◆ **EXERCISE DETAILS**:
Reproduce nothing but the closing run of lines: the line with "one trap in" and each line that follows it to the end of the data.

◆ **MATERIAL FOR THE TASK**:
PR #6983, opened 2026-09-07
fix: forward every part renderer option through MessagePrimitive.Parts

ephraimduncan:
## Problem

`MessagePrimitive.Parts` silently drops part renderer options the caller configured. Each of the three distributions drops a different subset, so the same `components` object renders differently depending on which package you import from.

| | `generativeUI` | `data` under `ChainOfThought` |
|---|---|---|
| `@assistant-ui/react` | forwarded | **dropped** |
| `@assistant-ui/react-native` | **dropped** | **dropped** |
| `@assistant-ui/react-ink` | **dropped** | forwarded |

Reproduction, against an assistant message carrying a `generative-ui` part and two `data` parts:

```tsx
<MessagePrimitive.Parts
  components={{
    generativeUI: { components: { Card } },
    data: { by_name: { chart: Chart } },
    // and, for the second column, ChainOfThought
  }}
/>
```

On `@assistant-ui/react` before this change, turning on `ChainOfThought` renders `AnswerThought groupResult` where `AnswerThought groupResultChart: 42` is expected: the chart renderer is gone. On `@assistant-ui/react-native` the same message renders `AnswerChart: 42Data: 7` with the generative UI missing in both grouping modes. On `@assistant-ui/react-ink` the wrapper never puts `generativeUI` on the map at all.

## Root cause

Each platform wrapper rebuilds the component map key by key before handing it to the shared `MessagePrimitiveParts`, so a key that nobody remembered to re-add is dropped. `generativeUI` was added to `BaseComponents` in #3967 and only `@assistant-ui/react` was updated. The `ChainOfThought` branch made it worse by enumerating a second, shorter key list, which is where `data` fell out on web and native even though `data` lives on `BaseComponents` and is valid in both grouping modes.

## Change

The wrappers now spread the caller's `components` and only layer the platform defaults on top, so the grouping branch decides *which defaults get injected* rather than *which keys survive*. Anything core adds to `BaseComponents` later reaches the shared renderer without a wrapper edit.

That also removes a pile of no-op injections: `messagePartsDefaultComponents` is core's own `defaultComponents` (aliased at `core/src/react/index.ts:284`), and core already destructures those same fallbacks itself (`MessageParts.tsx:407-412`) plus `components?.ToolGroup ?? defaultComponents.ToolGroup` and the `ReasoningGroup` equivalent. Re-supplying identical references from each wrapper did nothing. What is left is genuinely platform-specific:

- `@assistant-ui/react`: `Text`, `Image`
- `@assistant-ui/react-native`: `Text`
- `@assistant-ui/react-ink`: `Text`, `Image`, `Source`, `File`, the terminal-safe `data.Fallback`, and `Reasoning` in the standard branch

Ink keeps its early return so `Reasoning` stays off the map under `ChainOfThought`, which is what its existing contract test asserts and what core's `ChainOfThoughtComponents` type requires.

## Verification

- `packages/react/src/tests/MessageParts.rendererOptions.test.tsx` (new) and `packages/react-native/src/primitives/message/MessageParts.test.tsx` (new) render a message with `generative-ui` and `data` parts through both grouping modes and back. `packages/react-ink/src/tests/MessageParts.test.tsx` gains a `generativeUI` forwarding case in both modes.
- Each new test fails on the pre-change wrapper and passes after: web `AnswerThought groupResultUnavailable: Unknown` vs the expected string, native `AnswerChart: 42Data: 7` vs the expected string, ink `expected undefined to be { Object (components) }`.
- Full suites pass: `@assistant-ui/react` 570, `@assistant-ui/react-native` 256, `@assistant-ui/react-ink` 282.
- `pnpm lint`, `pnpm changesets:check`, `pnpm build`, and `pnpm size:check` pass. `tsc --noEmit` on the three packages reports only errors that are pre-existing on `main` in unrelated test files.

## Public surface

No export, signature, or type changes. Patch changesets for `@assistant-ui/react`, `@assistant-ui/react-native`, and `@assistant-ui/react-ink`. Every size budget stays within tolerance, so `size-budgets.json` is untouched. No documentation or API-reference impact.

### DIFF
--- a/.changeset/ink-part-renderer-options.md
+++ b/.changeset/ink-part-renderer-options.md
@@ -1,0 +1,5 @@
+---
+"@assistant-ui/react-ink": patch
+---
+
+fix: forward every part renderer option through `MessagePrimitive.Parts`, so configured generative UI renders
--- a/.changeset/native-part-renderer-options.md
+++ b/.changeset/native-part-renderer-options.md
@@ -1,0 +1,5 @@
+---
+"@assistant-ui/react-native": patch
+---
+
+fix: render configured generative UI in MessagePrimitive.Parts and keep data renderers when ChainOfThought is active.
--- a/.changeset/native-part-renderer-options.md
+++ b/.changeset/native-part-renderer-options.md
@@ -2,4 +2,4 @@
 "@assistant-ui/react-native": patch
 ---
 
-fix: render configured generative UI in MessagePrimitive.Parts and keep data renderers when ChainOfThought is active.
+fix: forward every part renderer option through `MessagePrimitive.Parts`, so configured generative UI renders and data renderers survive `ChainOfThought`
--- a/.changeset/web-part-renderer-options.md
+++ b/.changeset/web-part-renderer-options.md
@@ -1,0 +1,5 @@
+---
+"@assistant-ui/react": patch
+---
+
+fix: forward every part renderer option through `MessagePrimitive.Parts`, so data renderers survive `ChainOfThought`
--- a/packages/react-ink/src/primitives/message/MessageParts.tsx
+++ b/packages/react-ink/src/primitives/message/MessageParts.tsx
@@ -33,35 +33,28 @@ export namespace MessagePrimitiveParts {
 const mergeWithInkDefaults = (
   components: NonNullable<MessagePrimitiveParts.Props["components"]>,
 ): NonNullable<MessagePrimitiveParts.Props["components"]> => {
-  const shared = {
+  const inkOverrides = {
     Text: components.Text ?? inkDefaultComponents.Text,
     Image: components.Image ?? inkDefaultComponents.Image,
     Source: components.Source ?? inkDefaultComponents.Source,
     File: components.File ?? inkDefaultComponents.File,
-    Unstable_Audio:
-      components.Unstable_Audio ?? messagePartsDefaultComponents.Unstable_Audio,
     data: components.data
       ? {
-          by_name: components.data.by_name,
+          ...components.data,
           Fallback:
             components.data.Fallback ?? inkDefaultComponents.data.Fallback,
         }
       : inkDefaultComponents.data,
-    Quote: components.Quote,
-    Empty: components.Empty,
   };
 
   if ("ChainOfThought" in components) {
-    return { ...shared, ChainOfThought: components.ChainOfThought };
+    return { ...components, ...inkOverrides };
   }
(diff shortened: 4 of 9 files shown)


ephraimduncan:
Confirmed the web data-renderer defect. PR #6988 contains the separate correction and links to this PR. The regression reproduces the missing content before the correction and passes afterward.

okisdev (approved):
approving. the native fix was right in shape but only a third of the bug: the same key-dropping wrapper is in `@assistant-ui/react` and `@assistant-ui/react-ink`, so i pushed it across all three rather than leave two distributions rendering the same `components` object differently.

what i ran, per wrapper: revert to the pre-change merge, run the new test, restore. web printed `AnswerThought groupResultUnavailable: Unknown` where `...Chart: 42Data: 7` was expected, so `data` was gone the moment `ChainOfThought` was set. native printed `AnswerChart: 42Data: 7`, missing generative UI in both grouping modes. ink returned `expected undefined to be { Object (components) }`, since `generativeUI` never reached the map at all. all three pass after. full suites 570 / 256 / 282, plus `pnpm lint`, `changesets:check`, `build`, and `size:check` (every entry within tolerance, so `size-budgets.json` is untouched).

the part worth knowing for next time: everything the wrappers injected below `Text` was already core's own work. `messagePartsDefaultComponents` is the same object as core's `defaultComponents` (aliased at `core/src/react/index.ts:284`), `MessagePartComponent` destructures those exact fallbacks itself, and the grouped path does `components?.ToolGroup ?? defaultComponents.ToolGroup` plus the `ReasoningGroup` equivalent. that much is a reading of core; the suites passing with the injections removed is the behavioral half. so the grouping branch now decides which defaults get injected, never which keys survive, and only genuinely platform-specific slots remain: `Text` and `Image` on web, `Text` on native, and ink's larger set.

one trap in ink. i first wrote its merge as a single object with `...("ChainOfThought" in components ? {} : { Reasoning })`, which typechecks on web and native only because those two cast with `as any`. ink annotates its return, and TypeScript flattens the conditional spread into `Reasoning?: ReasoningMessagePartComponent` across the whole result, which cannot satisfy `Reasoning?: never` on the `ChainOfThoughtComponents` arm. the early return is what narrows `components` before the spread, so it is load-bearing rather than style.

#6988 is superseded by this. it moves `data` out of the standard branch on web while leaving the enumeration in place, and it edits the same file, so whichever lands second conflicts.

◆ **SOLUTION FOR THIS TASK**:
one trap in ink. i first wrote its merge as a single object with `...("ChainOfThought" in components ? {} : { Reasoning })`, which typechecks on web and native only because those two cast with `as any`. ink annotates its return, and TypeScript flattens the conditional spread into `Reasoning?: ReasoningMessagePartComponent` across the whole result, which cannot satisfy `Reasoning?: never` on the `ChainOfThoughtComponents` arm. the early return is what narrows `components` before the spread, so it is load-bearing rather than style.

#6988 is superseded by this. it moves `data` out of the standard branch on web while leaving the enumeration in place, and it edits the same file, so whichever lands second conflicts.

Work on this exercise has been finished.